The Royal Society for the Extremely Stupid

They are now the most powerful lobbying force in the land. You can see the results of their campaigns on park benches, on street corners, on station platforms – and now their hectoring signage is sprouting on desolate beaches and once unspoilt stretches of moorland. They are more energetic than the RSPCA. They are more effective than the birdwatchers, the child‑protectors and the petrolheads put together. Indeed, for manic dedication they are only rivalled by Fathers4Justice. Ladies and gentlemen, let’s have a big hand for this year’s winner of the prize for the Most Successful Special Interest Group. I give you – the Royal Society for the Extremely Stupid.
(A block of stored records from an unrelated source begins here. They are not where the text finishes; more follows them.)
PR #396, opened 2025-09-18
Update Llama.cpp+ROCm to use ROCWMMA

danielholanda:
# Description

This PR updates ROCm to use ROCWMMA and syncs all Llama.cpp versions to commit 703f9e3.

### DIFF
--- a/.github/workflows/test_llamacpp_oss.yml
+++ b/.github/workflows/test_llamacpp_oss.yml
@@ -7,9 +7,8 @@ on:
   push:
     branches: ["main"]
   pull_request:
-    branches:
-      - '**'
   workflow_dispatch:
+  merge_group:
 
 
 permissions:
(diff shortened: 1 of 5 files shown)


src/lemonade/version.py
```diff
@@ -1 +1 @@
-__version__ = "8.1.10"
+__version__ = "8.1.11"
```
ramkrishna2910, line 1: Should this be 8.2.0 as the next release would include the macos changes?

ramkrishna2910 (approved):

src/lemonade/version.py
danielholanda: I don't think macOS is causing any breaking changes. If we are still following semantic versioning, there is no need to bump to 8.2.0. My recommendation is to keep it this way for now and bump to 8.2.0 before the Wednesday release if needed.

jeremyfowers: Hehe marketing version numbers :)

Let's have a quick sync today to discuss our rollouts for the next 2 weeks? Should be hype!

jeremyfowers: (quick, someone make an extremely minor breaking change!)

It was some years ago that my daughter and I first became aware of their achievements. We were exploring the magical cliff-top castle of Tintagel and we came across a sign on the edge of the cliff. It was expensively hand‑painted and about 1ft high. It said: “Edge of cliff”. As a statement of the plonkingly obvious, it could have been bettered only if there had been another sign with a vertical arrow saying “Sky”. We laughed so much we almost fell off.

Since then, the Royal Society for the Extremely Stupid has been going from strength to strength. It has adorned the back of peanut packets with signs saying “May contain nuts”; it has embossed every plastic coffee sipper-lid with the information that the contents may be hot; and now, according to a wonderful pamphlet issued by the Manifesto Club, its activities are reaching a climax.